Dataset entries
####################

PR #95, opened 2023-01-04
Add Tunnel CRD and Controller

jonstacks:
## What

This adds a `Tunnel` Kind and Controller. This will make our creation of tunnels flexible enough that we can build them out with either an `Ingress` Controller or `Gateway` Controller going forward, although we'll only be doing `Ingress` at first.

## How

Modified the existing Tunnel Controller and Reconciler to to watch the `Tunnel` kind instead of also watching ingresses. The ingress controller can now also has an ownerReference on the created tunnels as well. This should allow it to clean up tunnels as well once nothing else is using the tunnel.

## Breaking Changes

Yes. We removed the `k8s.ngrok.com/ingress-name` label on the tunnels and it will no longer be added to the Tunnel Group Backend. This is because tunnel backends map to a tuple of `<namespace,service,service-port>` in k8s since they can be reused by multiple ingresses.


api/v1alpha1/tunnel_types.go
```diff
@@ -0,0 +1,77 @@
...
+// EDIT THIS FILE!  THIS IS SCAFFOLDING FOR YOU TO OWN!
+// NOTE: json tags are required.  Any new fields you add must have json tags for the fields to be serialized.
+
+// TunnelSpec defines the desired state of Tunnel
+type TunnelSpec struct {
+	// INSERT ADDITIONAL SPEC FIELDS - desired state of cluster
+	// Important: Run "make" to regenerate code after modifying this file
+
+	// ForwardsTo is the name and port of the service to forward traffic to
+	ForwardsTo string `json:"forwardsTo,omitempty"`
```
alex-bezek, line 40: The forwards to seems like it should be required?

api/v1alpha1/tunnel_types.go
```diff
@@ -0,0 +1,77 @@
...
+
+	// Labels are key/value pairs that are attached to the tunnel
+	Labels map[string]string `json:"labels,omitempty"`
+}
+
+// TunnelStatus defines the observed state of Tunnel
```
alex-bezek, line 46: do you want to put a note here or log an issue with a little info about why we can't have a status here and how we could split it into separate controllers? I'm assuming we are putting that on the back burner but it would be good to not forget about it. I can spin up an issue with my understanding for you to review if you want?

go.mod
```diff
@@ -103,3 +103,5 @@ require (
 	sigs.k8s.io/structured-merge-diff/v4 v4.2.3 // indirect
 	sigs.k8s.io/yaml v1.3.0 // indirect
 )
+
+replace golang.ngrok.com/ngrok => github.com/jonstacks/ngrok-go v0.0.0-20230104195048-cc46e7fe982f
```
alex-bezek, line 107: image

internal/controllers/ingress_controller.go
```diff
@@ -272,3 +315,44 @@ func (irec *IngressReconciler) ingressToDomains(ctx context.Context, ingress *ne
...
 }
+
+func ingressToTunnels(ingress *netv1.Ingress) []ingressv1alpha1.Tunnel {
+	tunnels := make([]ingressv1alpha1.Tunnel, 0)
+
+	if ingress == nil || len(ingress.Spec.Rules) == 0 {
+		return tunnels
+	}
+
+	// Tunnels should be unique on a service and port basis so if they are ferenced more than once, we
```
alex-bezek, line 326:
```suggestion
	// Tunnels should be unique on a service and port basis so if they are referenced more than once, we
```

internal/controllers/ingress_controller.go
```diff
@@ -272,3 +315,44 @@ func (irec *IngressReconciler) ingressToDomains(ctx context.Context, ingress *ne
...
+			continue
+		}
+
+		for _, path := range rule.HTTP.Paths {
+			serviceName := path.Backend.Service.Name
+			servicePort := path.Backend.Service.Port.Number
+			tunnelAddr := fmt.Sprintf("%s.%s.%s:%d", serviceName, ingress.Namespace, clusterDomain, servicePort)
+			tunnelName := fmt.Sprintf("%s-%d", serviceName, servicePort)
+
+			tunnelMap[tunnelName] = ingressv1alpha1.Tunnel{
```
alex-bezek, line 340: making sure i'm understanding this correctly: we could have key conflicts here within one ingress, but because the value is composed only of values that are a part of the key or are consistent here, those conflicts would always have the same spec value (forwards to and labels) and so its fine?

main.go
```diff
@@ -151,6 +142,15 @@ func runController(ctx context.Context, opts managerOpts) error {
 		setupLog.Error(err, "unable to create controller", "controller", "Domain")
 		os.Exit(1)
 	}
+	if err = (&controllers.TunnelReconciler{
+		Client:   mgr.GetClient(),
+		Log:      ctrl.Log.WithName("controllers").WithName("Tunnel"),
```
alex-bezek, line 147: super nit: technically the ingress controller is lower case with hyphens. Do you think we should make it human readable like this _tunnel_ -> _Tunnel_ ?

internal/controllers/ingress_controller.go
```diff
@@ -248,6 +260,37 @@ func (irec *IngressReconciler) reconcileDomains(ctx context.Context, ingress *ne
 	return nil
 }
 
+func (irec *IngressReconciler) reconcileTunnels(ctx context.Context, ingress *netv1.Ingress) error {
+	tunnels := ingressToTunnels(ingress)
+
+	for _, tunnel := range tunnels {
+		if err := controllerutil.SetControllerReference(ingress, &tunnel, irec.Scheme); err != nil {
```
alex-bezek, line 267: This isn't a change request, just me clarifying how this works and where we are going with this:

reading through https://book.kubebuilder.io/reference/watching-resources/operator-managed.html?highlight=owner#manage-the-owned-resource later on in their _SetupWithManager_ they add a `.Owns` call for the owned resource. 

I'm assuming that once we get the store up and going and we have it handling tunnels, then that is when the ingress controller will 
- get a reconcile for the ingress
- update it in the store
- calculate intended tunnel differences between the stores ingress and the stores tunnels
- do a kubectl update of the tunnel based on that diff
- receive an update reconcile event for the tunnel *because it is watching/owning that resource*
- update store with new tunnel value

Let me know if thats what you are thinking

internal/controllers/ingress_controller_test.go
```diff
@@ -108,3 +108,90 @@ func TestIngressReconcilerIngressToEdge(t *testing.T) {
...
+								HTTP: &netv1.HTTPIngressRuleValue{
+									Paths: []netv1.HTTPIngressPath{
+										{
+											Path: "/",
+											Backend: netv1.IngressBackend{
+												Service: &netv1.IngressServiceBackend{
+													Name: "test-service",
+													Port: netv1.ServiceBackendPort{
+														Number: 8080,
+													},
```
alex-bezek, line 157: It might be worth having the test case include multiple of the same service/port combination and make sure it only creates 1 and doesn't error since thats the one _interesting case_ i see

api/v1alpha1/tunnel_types.go
jonstacks: Yeah, I think we can have the status in here, but I saved it as a future enhancement. If you want to spin up an issue for that, I can review and add any additional context.

internal/controllers/ingress_controller.go
jonstacks: This might have been an early optimization, but assuming you you have an ingress where:

* `/` -> forwards to service-1 on port 80
* `/path1` -> forwards to service-2 on port 80
* `/path2` -> forwards to service-2 on port 80

The map will have:

* service-1-80 -> Tunnel for service-1 on port 80
* service-2-80 -> Tunnel for service-2 on port 80

The thinking here being we don't need to duplicate the tunnel for service-2 on port 80. Since the tunnel backends are based on selectors, we can just reference the same tunnel backend.

Let me know if that makes sense.

internal/controllers/ingress_controller_test.go
jonstacks: Good catch, I'll add one of those tests

internal/controllers/non_leader_elected_controller_test.go
```diff
@@ -0,0 +1,38 @@
...
+
+	c, err := controller.NewUnmanaged("tunnel-controller", m, controller.Options{
+		Reconciler: rec,
+	})
+	assert.NoError(t, err)
+
+	wrappedController := NonLeaderElectedController{c}
+
+	// Assert that the wrapped controller implements the LeaderElectionRunnable interface
+	assert.Implements(t, (*manager.LeaderElectionRunnable)(nil), wrappedController)
```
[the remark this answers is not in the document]
jonstacks: So I think there is a bit of a distinction between the Controller and the Reconciler. The Controller has a Reconciler. We don't really care about the Reconciler implementing `LeaderElectionRunnable`. We want the controller that we pass to `mgr.Add` to implement `manager.LeaderElectionRunnable`

internal/controllers/ingress_controller_test.go
jonstacks: Did some cleanup of the tests. Should now be covered by https://github.com/ngrok/ngrok-ingress-controller/pull/95/commits/5d2dca984d4636d3579ee29d345c2adde9053e50

main.go
jonstacks: I think the recorder is lower case with hyphens. The Ingress controller logs seems to just be:

```go
Log:            ctrl.Log.WithName("controllers").WithName("ingress"),
```

I'm fine with making the change to `Tunnel` -> `tunnel` and for `Domain` -> `domain` if you want

internal/controllers/ingress_controller.go
jonstacks: Yep, that is what we are shooting for!

api/v1alpha1/tunnel_types.go
jonstacks: Fixed in https://github.com/ngrok/ngrok-ingress-controller/pull/95/commits/b32ccc27456d4846847bd7042d19e82d18eed890

internal/controllers/ingress_controller.go
alex-bezek: yep, that makes sense. I was just clarifying that the loop at some point will have a map with `service-1-80` as a key and then override the value with a new value. But that value will be the same so it doesn't matter if the key is already present

alex-bezek (approved):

####################

## Problem to work on
Restate exactly the records above from their first line through the line that holds "## Breaking Changes", please, including both and leaving out all others.

## Exercise result
PR #95, opened 2023-01-04
Add Tunnel CRD and Controller

jonstacks:
## What

This adds a `Tunnel` Kind and Controller. This will make our creation of tunnels flexible enough that we can build them out with either an `Ingress` Controller or `Gateway` Controller going forward, although we'll only be doing `Ingress` at first.

## How

Modified the existing Tunnel Controller and Reconciler to to watch the `Tunnel` kind instead of also watching ingresses. The ingress controller can now also has an ownerReference on the created tunnels as well. This should allow it to clean up tunnels as well once nothing else is using the tunnel.

## Breaking Changes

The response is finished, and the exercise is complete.